4. Technical Stack Overview
The development and success of our Developer Success Bot are rooted in a sophisticated technical stack, meticulously chosen to ensure optimal performance, efficiency, and scalability. At the core of our system, we leverage Python as the programming language, GPT-4 for our Language Model (LLM), LangChain as the library for implementing the Retrieval-Augmented Generation (RAG) approach, and ChromaDb for storing the embeddings.
Step 1: Designing the Custom Retriever
The cornerstone of our custom-developed RAG model is the custom retriever, meticulously engineered to compare incoming queries against a specifically prepared database of questions. This step involves several key technical advancements:
1. Preprocessing Techniques: Prior to similarity assessment, we implement a series of preprocessing steps designed to standardize the textual input. These steps ensure that both queries and database questions are in a uniform format conducive to accurate similarity matching. Also converted all the question answer pairs into JSON.
2. Similarity Metrics: To determine the closeness between the processed query and database questions, we employ similarity metrics. These may include vector space models like cosine similarity approaches using embeddings for a deeper semantic analysis. Also, we preprocess the matched documents so that we match the query with only the question part of documents (FAQ question and answer pairs) to get a better similarity metric.

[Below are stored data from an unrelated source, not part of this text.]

PR #2162, opened 2020-05-11
Install neuron plugin for inf1 instances

michaelbeaumont:
### Checklist
- [x] Add integration test
- [x] Manually tested


pkg/addons/assets/neuron-device-plugin.yaml
```diff
@@ -0,0 +1,45 @@
...
+        - key: aws.amazon.com/infa
+          operator: Exists
+          effect: NoSchedule
+      # Mark this pod as a critical add-on; when enabled, the critical add-on
+      # scheduler reserves resources for critical add-on pods so that they can
+      # be rescheduled after a failure.
+      # See https://kubernetes.io/docs/tasks/administer-cluster/guaranteed-scheduling-critical-addon-pods/
+      priorityClassName: "system-node-critical"
+      containers:
+        - image: 790709498068.dkr.ecr.us-east-1.amazonaws.com/neuron-device-plugin:latest
```
martina-if, line 32: I think we need to add some templating here like we do for the other addons since this id won't work for all the regions/partitions.

pkg/ctl/cmdutils/create_cluster.go
```diff
@@ -13,6 +13,7 @@ type CreateClusterCmdParams struct {
 	SetContext                  bool
 	AvailabilityZones           []string
 	InstallWindowsVPCController bool
+	InstallNeuronDevicePlugin   bool
```
martina-if, line 16: We should ask Kalbir if this should be a CLI flag or a field in the config file?

pkg/eks/tasks.go
```diff
@@ -104,6 +125,27 @@ func (c *ClusterProvider) NewTasksRequiringControlPlane(cfg *api.ClusterConfig)
...
+func (c *ClusterProvider) ClusterTasksForNodeGroups(cfg *api.ClusterConfig, installNeuronDevicePluginParam bool) *manager.TaskTree {
+	tasks := &manager.TaskTree{
+		Parallel:  false,
+		IsSubTask: true,
+	}
+	var reallyInstallNeuronDevicePlugin bool
+	for _, ng := range cfg.NodeGroups {
+		reallyInstallNeuronDevicePlugin = reallyInstallNeuronDevicePlugin || HasInstanceType(ng, utils.IsNeuronInstanceType)
+	}
+	reallyInstallNeuronDevicePlugin = reallyInstallNeuronDevicePlugin && !installNeuronDevicePluginParam
```
martina-if, line 138: > `&& !installNeuronDevicePluginParam` 

was this intended or should it be `reallyInstallNeuronDevicePlugin && installNeuronDevicePluginParam`

michaelbeaumont: yes it should be! I had it `skipInstall` before. thanks

pkg/addons/assets/neuron-device-plugin.yaml
michaelbeaumont: do you know where the account id comes from in this case/how it compares to the account ids we use for the vpc-controller images? 
It seems like the instructions for vpc-controller depend on the region, but for the neuron plugin there's just this account id + us-east:
https://github.com/aws/aws-neuron-sdk/blob/master/docs/neuron-container-tools/tutorial-k8s.md

pkg/eks/nodegroup.go
```diff
@@ -174,6 +174,21 @@ func hasAmazonLinux2Node(nodeGroups []KubeNodeGroup) bool {
 	return false
 }
 
+// HasInstanceType returns whether some node in the group fulfils the type check
+func HasInstanceType(nodeGroup *api.NodeGroup, hasType func(string) bool) bool {
```
martina-if, line 178: I think this function would be more reusable if it was in the api package because it is imported from anywhere (and it only needs information that belongs there). If we leave it in the eks package we won't be able to import it while validating the config file, for example.

(the eks package is mainly for making requests to AWS)

pkg/ctl/create/utils.go
```diff
@@ -53,26 +53,17 @@ func checkVersion(cmd *cmdutils.Cmd, ctl *eks.ClusterProvider, meta *api.Cluster
...
-	if hasType(nodeGroup.InstanceType) {
-		return true
-	}
-	if nodeGroup.InstancesDistribution != nil {
-		for _, instanceType := range nodeGroup.InstancesDistribution.InstanceTypes {
-			if hasType(instanceType) {
-				return true
-			}
+func showDevicePluginMessageForNodeGroup(nodeGroup *api.NodeGroup, installNeuronPlugin bool) {
+	if eks.HasInstanceType(nodeGroup, utils.IsNeuronInstanceType) {
```
martina-if, line 57: nit: the instance type is inferentia so I would rename `IsNeuronInstanceType` to `IsInfInstanceType`,`IsInferentiaType`or similar

michaelbeaumont:
@martina-if @cPu1 integration tests pass.

deliahu:
@michaelbeaumont is there a way to prevent the device plugin from being installed via the [eksctl config file](https://eksctl.io/usage/schema/), or is `eksctl create cluster --install-neuron-plugin=false` the only way? It's not a big deal, I just have a slight preference for the config file since all my other configuration is there, so I wanted to check if it was possible.

michaelbeaumont:
@deliahu Hi, no there isn't at the moment.

deliahu:
@michaelbeaumont ok sounds good, thanks for the quick response!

3. Threshold-Based Filtering: A crucial component of our retriever design is the introduction of a similarity threshold. Only those questions in the database that meet or exceed this threshold are considered valid matches, ensuring that the system prioritizes high-confidence queries for response generation.
Step 2: Integrating with Multiple Databases
To broaden the scope of accessible knowledge and enhance response relevance, our system dynamically interacts with multiple databases. This process involves:
1. Database Ranking and Selection: Each database is initially ranked based on the relevance scores determined by preliminary query matching. We then select a subset of the highest-scoring databases for detailed analysis.

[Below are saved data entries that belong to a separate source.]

PR #2195, opened 2020-05-15
Add bash and zsh completion to homebrew formula

eddiezane:
### Description

This PR adds a [custom install block](https://goreleaser.com/customization/homebrew/) to the goreleaser brew config to install bash and zsh completion.

I tested these changes manually in a direct edit of the brew formula. I think goreleaser updated their config format here to be arrays (brews: - / repos: -) instead of the current singular (brew: / repo:) so this may need a larger patch to make the config compliant.

### Checklist
- [x] Manually tested

/area build-and-release


.goreleaser.brew.yml
```diff
@@ -20,4 +20,15 @@ brew:
...
+
+  install: |
+      bin.install "eksctl"
+
+      # Install bash completion
+      output = Utils.popen_read("#{bin}/eksctl completion bash")
+      (bash_completion/"eksctl").write output
+
+      # Install zsh completion
+      output = Utils.popen_read("#{bin}/eksctl completion zsh")
```
sayboras, line 33: just curious how it's working in general and in the case that user didn't have zsh ?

2. Cross-Database Query Matching: Within the chosen databases, we apply the custom retriever to identify questions that surpass the similarity threshold. This multi-layered filtering ensures that the system selects the most pertinent databases and questions for response generation.

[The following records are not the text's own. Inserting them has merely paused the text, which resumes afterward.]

PR #2207, opened 2020-05-20
Add utils command to output JSON schema

### LINKED ISSUE #2059: Please publish or provide extraction of the JSON Schema for the config file
# Why do you want this feature?

As far as I can tell, the only way to validate eksctl configs in VSCode is by providing a JSON Schema file to the [redhat.vscode-yaml](https://marketplace.visualstudio.com/items?itemName=redhat.vscode-yaml) extension.

The YAML published to https://eksctl.io/usage/schema/ is a [subset of the JSON schema](https://github.com/weaveworks/eksctl/blob/58fda687361e90555af96e1589cabdf679f9154f/cmd/schema/generate.go#L31) and I can't work out how to recreate the missing elements such that it'll validate my eksctl config file.

I suspect I was close, but then #2020 might be blocking me.

```
{
    "title": "eksctl",
    "$schema": "http://json-schema.org/draft-04/schema#",
    "$ref": "#/definitions/ClusterConfig",
    "definitions": 
```
prepended to the JSON conversion of the [YAML schema reference](https://eksctl.io/usage/schema/) validated some things, and failed against things like the elements of `TypeMeta`.

Note: This would make #2052 more important, if people are actually validating their files against the schema.

# What feature/behavior/change do you want?

Some options come to mind:
## Publish a JSON Schema file at a known location

e.g., https://eksctl.io/usage/schema/v1alpha5.json. This has the issue that older eksctl users can't get the schema for their version from this URL. Since eksctl doesn't yet have schema migration, there's nothing in the repo to generate older versions. Perhaps !1020 will give us that, for some scope of "older", i.e. if the current release supports migration from some version, we have the spec for it and can generate the schema too.

## Publish a JSON Schema file to http://json.schemastore.org/

That would make the schema immediately available to editors, but I'm not sure if publishing alpha config file schemas there is appropriate. I'm also not sure how a schema without a fileMatch is matched to a YAML file, it might need a `$schema` key.

## Include in eksctl a command to actually dump its own jsonschma.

Step 3: Enhancing Language Model Integration
The final step in our methodology is the integration of the retrieved context with language models to generate accurate and relevant answers. This involves feeding the selected answers as context into the language model, which then synthesizes this information to produce a coherent and precise response.
Conclusion: a New Benchmark in AI Precision
Through the detailed development and integration of a custom retriever and multi-database strategy, our enhanced RAG 2.0 framework sets a new benchmark for accuracy and efficiency in AI-driven question-answering systems. By focusing on semantic similarity, implementing preprocessing and similarity metrics, and optimizing database selection, we have significantly improved the relevance and precision of AI responses. This approach not only addresses the fundamental challenges in retrieval-augmented models but also opens new avenues for the development of intelligent, context-aware AI systems across various domains.